I also expanded Yeibichai's Pattern Language to
cover much more than architecture. For instance, the "Adventure
Playground," as described by Phoebe in Chapter "Day Minus-29" use
concepts pioneered by Rudolf Steiner and recently promulgated by Stephen Talbott
and Lowell Monke.
Others —
I would also like to acknowledge the following sources of inspiration and
words:
 | Gary Dorsey
for The Fullness of Wings and his portrayal of a magnificent project
that showed me that corporate America has no monopoly on the vagaries of
human cooperation. And to John Langford, whose work as project manager
epitomizes the Johnson quotation in the dedication. |
 | A.E. van Vogt,
who saw this over 50 years ago. I particularly like the following quotes
from Voyage of the Space Beagle:
 | "The problems which Nexialism confronts are whole
problems. Man has divided life and matter into separate compartments of
knowledge and being. And, even though he sometimes uses words which
indicate his awareness of that wholeness of nature, he continues to
behave as if the one, changing universe has many separately functioning
parts." |
 | "'What you say a thing is, it is not ... It is
much more. It is a compound in the largest sense. A chair is not a
chair. It is a structure of inconceivable complexity, chemically,
atomically, electronically, etc. Therefore, to think of it simply as a
chair is to confine the nervous system to what Korzybski calls an
identification. It is the totality of such identification that creates
the neurotic, the unsane, and the insane individual.' Anonymous" |
|
 | Edward de Bono
with his invention of lateral thinking and other innovations centered around
the human capability of pattern recognition. As de Bono notes, human beings
could not survive everyday life without this capability; unfortunately, it
also leads us to make the world too simple. What gives us the power to
assess instantly also enables us to ignore. In passing, is the Cartesian
model, which has dominated Western thought for centuries, an outgrowth of
this capability or merely one possible way to use it? I also borrowed from
his book Sur/Petition, "going beyond competition" [HarperBusiness,
1992] for the creativity program used in the Rendezvous of Futures and
described (with unfair disgust) at the start of Chapter "Day
Minus-24." |
 | The Federalist
Papers, Numbers 1 and 2, as printed in a Mentor Book by the New
American Library, 1961, were edited to become Irwin's diatribe in Chapter
"Day Minus-30." |
 | Mohandas K. Gandhi
provided the seven deadly sins evoked by JDB in his attack on Dain in
Chapter "Day Minus-27." These sins are Politics without principle,
Wealth without work, Commerce without morality, Pleasure without conscience,
Education without character, Science without humanity, Worship without
sacrifice. |
 | Ray Jackendoff,
in his book Patterns in the Mind, Languages and Human Nature,
supports (if you allow reverse inference) Lugar's argument about xenophobia
and human evolution in his speech to the executives of Le Coeur de la Patrie
in Chapter "Day Minus-27." |
 | Peter Senge,
in his book The Fifth Discipline, provided Lugar's "lesson"

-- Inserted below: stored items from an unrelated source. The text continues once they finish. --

PR #177, opened 2021-06-15
Add reference getters to dec_frame

lvandeve:
Add getters for which frame storage locations are referenced, and
referencable by, frames. This is for use for more optimal rewinding in
the API, but it is not implemented yet there.

Also added a test for a jxl image with patches to decode_test, to
prepare for when this feature is added to the API.

### DIFF
--- a/lib/jxl/dec_frame.cc
+++ b/lib/jxl/dec_frame.cc
@@ -827,6 +827,67 @@ Status FrameDecoder::Flush() {
   return true;
 }
 
+int FrameDecoder::SavedAs() const {
+  if (is_finalized_) {
+    // header not parsed
+    return 0;
+  }
+  if (frame_header_.frame_type == FrameType::kDCFrame) {
+    // bits 16, 32, 64, 128 for DC level
+    return 16 << (frame_header_.dc_level - 1);
+  } else if (frame_header_.CanBeReferenced()) {
+    // bits 1, 2, 4 and 8 for the references
+    return 1 << frame_header_.save_as_reference;
+  }
+
+  return 0;
+}
+
+int FrameDecoder::References() const {
+  if (is_finalized_) {
+    return 0;
+  }
+  if ((!decoded_dc_global_ || !decoded_ac_global_ ||
+       *std::min_element(decoded_dc_groups_.begin(),
+                         decoded_dc_groups_.end()) != 1 ||
+       *std::min_element(decoded_passes_per_ac_group_.begin(),
+                         decoded_passes_per_ac_group_.end()) < max_passes_)) {
+    return 0;
+  }
+
+  int result = 0;
+
+  // Blending
+  if (frame_header_.frame_type == FrameType::kRegularFrame ||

in Chapter "Day Minus-17." |
 |
And of course, Bob
Dylan for his words from "Tryin' to Get to Heaven," which
Phoebe uses as she hits bottom. |
Finally, I derived every name in this book (of which they are
many), except for major characters, from real names that cropped up in media and
books while I was writing. For instance, the quoter of French sayings in the
Ganj Dareh meeting/will-be-heard, Mich Eldu Frénoy [Neighborhood Xref=Mawddach]

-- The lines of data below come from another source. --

PR #178, opened 2021-06-15
Add a skeleton for a pipelined approach to FinalizeImageRect.

veluca93:


lib/jxl/dec_render_pipeline.h
```diff
@@ -0,0 +1,89 @@
...
+ public:
+  // Initial shifts for the channels (following the same convention as
+  // RenderPipelineStage for naming the channels).
+  void Init(const std::vector<std::pair<size_t, size_t>>& channel_shifts) {
+    JXL_ABORT("Not implemented");
+  }
+
+  // Adds a stage to the pipeline. The shifts for all the channels that are not
+  // kIgnored by the stage must be identical at this point.
+  void AddStage(RenderPipelineStage&& stage) { JXL_ABORT("Not implemented"); }
```
sboukortt, line 73: How do you plan to store these in a way that will maintain runtime dispatch?

veluca93: good point - either I'll store them in a lambda-converted-to-std::function or (more likely) I'll change this to take a unique ptr.

sboukortt (approved):

lib/jxl/dec_render_pipeline.h
```diff
@@ -0,0 +1,91 @@
...
+                          float* JXL_RESTRICT** output, size_t xsize,
+                          size_t xpos, size_t ypos) const = 0;
+  virtual ~RenderPipelineStage() {}
+
+  // Amount of padding required by each channel in the various directions.
+  // The value for c=0 indicates padding required for color channels, subsequent
+  // values refer to padding for non-color channels, in order.
+  virtual size_t GetPaddingX(size_t c) const = 0;
+  virtual size_t GetPaddingY(size_t c) const = 0;
+
```
deymo, line 49: I think this should be "border" not "padding". for me padding implies that the memory needs to be there but we don't use it (uninitialized is fine). I don't think we will ever need padding in Y.
Border in X and Y is often the same but it is ok to have two methods; padding in X would be a little bigger, but I think it could be BorderX rounded up to some vector size; anyway, what do you plan to use the padding (not border) information for? just that sum(all border + last padding) <= kRenderPipelineXOffset?

veluca93: You are correct, I meant border :)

was named after Jules Verne's central character in his recently revealed
book Paris in the Twentieth Century: Michel Dufrénoy, who has suffered
great disgrace resulting from his receiving a national prize in poetry,
rendering him virtually unemployable, "felt alone, alien, and somehow
isolated in the void." See how many others you can discover. (I did make a
minor deviation in this scheme for the names of houses in Ganj Dareh; there I
used names out of one of my favorite science-fiction books.)